ArrowInvalid: (‘Could not convert # with type str: tried to convert to double’, ‘Conversion failed for column Booking Rep with type category’)’

Thanks


#2

I also had this issue, but I dont yet have an answer. In my case the column is called Statute and when I check the dtype, the dtype is a catagory.

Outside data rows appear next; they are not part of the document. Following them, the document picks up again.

PR #669, opened 2024-11-05
Try: Remove wrappers from landing pages, and set zero margin to individual patterns.

### LINKED ISSUE #664: Full page patterns have redundant nested groups which makes section styles unpredictable

juanfra:
**Description**

Fixes https://github.com/WordPress/twentytwentyfive/issues/664

We're removing the wrappers of the landing pages, so that they're functional in the zoom out view. To respect the designs, we are also setting a zero margin to the patterns that are involved in these landing pages.

**Screenshots**

https://github.com/user-attachments/assets/9dde23f0-0844-4e21-a565-ab01c0e4d8e8

**Testing Instructions**

1. Create a page.
2. Insert a landing page. Choose from: "Shop homepage", "Business homepage", "Landing page for book", "Landing page for event", "Landing page for podcast".
3. Confirm that the design is ok.
4. Confirm that the styles of the main sections of the landing pages are accessible in zoom out view.

Repeat again, creating a page from the site editor.


jasmussen (approved):
Thanks for this, this works well for me:







It simplifies all the patterns to have a more basic nesting structure, and in the process it also ensures that selecting a section and applying a section style works the same, and as expected, whether you're zoomed or not!

richtabor:
What do you think about applying margin 0 for any fullwidth patterns that can be inserted? That way they all work the same, and you don't end up with this: 

CleanShot 2024-11-05 at 09 39 56

jasmussen:
> What do you think about applying margin 0 for any fullwidth patterns that can be inserted? That way they all work the same, and you don't end up with this:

EDIT: When I type df_raw.Statute.cat.codes, I get a list of codes as expected which are apparently dtype int16:

1085 36
1086 35
1087 36
Length: 1088, dtype: int16

…so no idea why it cant write that to a feather

I think it might maybe be due to having a special char, in this case a “.” and in @OP’s case a “#”


(Tim Jones) #3

I have been trying to recreate the notebook in lesson 1 from scratch and also get an Arrow invalid error after using train_cats(df_raw) then trying to save to feather format. Did you guys manage to solve this?